October 1, 2012
Judge Rules That Mass Arrests at a 2004 Protest Were Illegal
By BENJAMIN WEISER
A federal judge has ruled that the New York Police Department illegally arrested large numbers of demonstrators at a protest in Lower Manhattan during the 2004 Republican National Convention. But the judge upheld aspects of how the city had handled the protesters’ arrests.
The judge, Richard J. Sullivan of Federal District Court, said that the city had lacked the required probable cause because the police were unaware of whether each individual protester had broken the law.
“An individual’s participation in a lawbreaking group may, in appropriate circumstances, be strong circumstantial evidence of that individual’s own illegal conduct,” the judge wrote in a 32-page opinion. “But, no matter the circumstances,” he added, “an arresting officer must believe that every individual arrested personally violated the law. Nothing short of such a finding can justify arrest.
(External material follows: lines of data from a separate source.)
PR #332, opened 2024-05-09
FIX: update sync_stop_sequence by trunk_route_id

rymarczy:
The sync_stop_sequence value should be updated by trunk_route_id, since it is agnostic to whichever branch_route_id the trip is associated with. 

This change updates the sync_stop_sequence query to update based on trunk_route_id and includes migration files for all environments to update old sync_stop_sequence values.

This issue was originally raised by Heather from ops analytics.


mzappitello (approved):
🍰

PR #728, opened 2026-04-10
fix(ingestion): hash method only ever returned the new portion of data

huangh:
from #724 

no backfill for live data required as this had not been deployed to prod


runkelcorey (approved):
thank you so much for this. I added [a ticket](https://app.asana.com/1/15492006741476/project/1189492770004753/task/1214000364253089?focus=true) to harden our ways of preventing this happens again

The Fourth Amendment does not recognize guilt by association.”
The ruling on the protest, which occurred on Fulton Street on Aug. 31, 2004, was a kind of test case examined by the judge of one group of plaintiffs among hundreds who filed false-arrest claims in the wake of the demonstrations, which rippled across the city during the convention and at times erupted into confrontations with the police. The ruling, dated Sunday, opens the door for the city to have to pay damages to the plaintiffs in the Fulton Street arrests. More than 200 were arrested during that protest, though not all have lawsuits pending.
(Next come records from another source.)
PR #730, opened 2026-04-13
chore(ingestion): Delete light_rail_gps code

runkelcorey:

Deletes unused light rail GPS code. This code showed up in some searches I was doing and I thought "why not cut our codebase down a bit?"

Does not delete the light rail GPS remote file location, which is referenced by lightswitch.

1. `pylint` and `pytest` don't complain
2. dev ingestion still ingests

None.


huangh (approved):
i'm ok with this in general, but seeing as how type 10's are coming in imminently, we should at least fully tie this in with an asana task bookkeeping so we don't lose track of this when it comes back for type 10. 

or...we can leave it since it's been cruft for a year, and will be re-enabled with type 10 (i think?)

runkelcorey:
Created [a new task for Type 10 data](https://app.asana.com/1/15492006741476/project/1189492770004753/task/1214072337230339?focus=true)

But the judge also rejected arguments that the city had violated the protesters’ First Amendment rights by not treating their arrests as a lesser violation that would typically result in the issuance of a summons, and processing them instead through the courts, including detaining and fingerprinting them and taking them before a judge.
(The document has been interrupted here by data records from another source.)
PR #731, opened 2026-04-14
fix(rail): fix(rail): Remove ferry (`route_type` `4`) from RPM

runkelcorey:
[Expand enumeration to enable Ferry Data to enter LAMP](https://app.asana.com/1/15492006741476/project/1189492770004753/task/1213911472207618)

1. Filters out ferry trips from Rail PM. In the short term, keeping ferry in RPM may have given our users quick access to ferry service metrics. However...it's not rail. Plus, I want to avoid creating more dependencies on RPM, especially since we have no users looking at ferry afaik.

1. Updates tests to expect no ferry trips. I changed the tests by checking which routes, patterns, trips, and stop times were ferry related and removing those. Tests passing indicates the only changes were ferry.

1. Do you agree that we ought to remove ferry from RPM?


tests/performance_manager/test_performance_manager.py
```diff
@@ -442,14 +442,14 @@ def test_static_tables(
     # processing the static tables our db tables should have these many record
     # counts.
     row_counts = {
-        StaticTrips: 11709,
-        StaticRoutes: 24,
+        StaticTrips: 10993,
```
huangh, line 445: have we been including ferry this whole time? i didn't think there was any ferry data to take in, so where's this discrepancy coming from?

runkelcorey: We've had ferry in the _scheduled_ routes, patterns, and trips

huangh (approved):
silly 🚢

PR #732, opened 2026-04-14
feat(ingestion): Add row count to logged metadata

runkelcorey:
[🦺 make it harder to delete all the data](https://app.asana.com/1/15492006741476/project/1189492770004753/task/1214000364253089)

For GTFS-RT files uploaded to s3:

The judge found that the no-summons policy passed constitutional muster because it was a response “to a threat derived from intelligence sources — namely, that demonstrators aimed to ‘shut down the City of New York and the R.N.C.’ through ‘continuous unlawful behavior,’ ” and that they “would be undeterred by the issuance of summonses.” He added that the policy “was in place only for the brief duration the threat existed.”
Both sides praised aspects of the ruling. Peter Farrell, a senior lawyer with the city’s Law Department, said the demonstrations had made “an extraordinary security challenge.”
The ruling “validates two city policies the plaintiffs have spent almost five years exclusively litigating — to fingerprint arrestees and not to issue summonses,” Mr. Farrell said. “The court upheld these policies under the most exacting judicial scrutiny possible, finding them constitutional and warranted in light of the threats the city faced during the R.N.C. We are reviewing the remainder of the decision and considering our legal options in that regard.”
Christopher T. Dunn, a lawyer with the New York Civil Liberties Union, which represents some of the plaintiffs, said the judge had “emphatically rejected the city’s claim that it could make mass arrests of protesters.”
“With this ruling,” he added, “the time has come for the city to put this controversy behind it, to settle the rest of the convention cases, and to make sure that mass arrests never happen again here.”
Bob Curley, a lawyer from Philadelphia who was arrested near Fulton Street with his son, Neal, then 16, and held 16 hours, said that he thought the arrests in 2004 were meant to “discourage dissent” and felt vindicated by Judge Sullivan’s decision.
“I was pretty shocked when it happened,” he said, describing the moment he was taken into custody. “I said to my son this isn’t the America I grew up in.”
Colin Moynihan contributed reporting.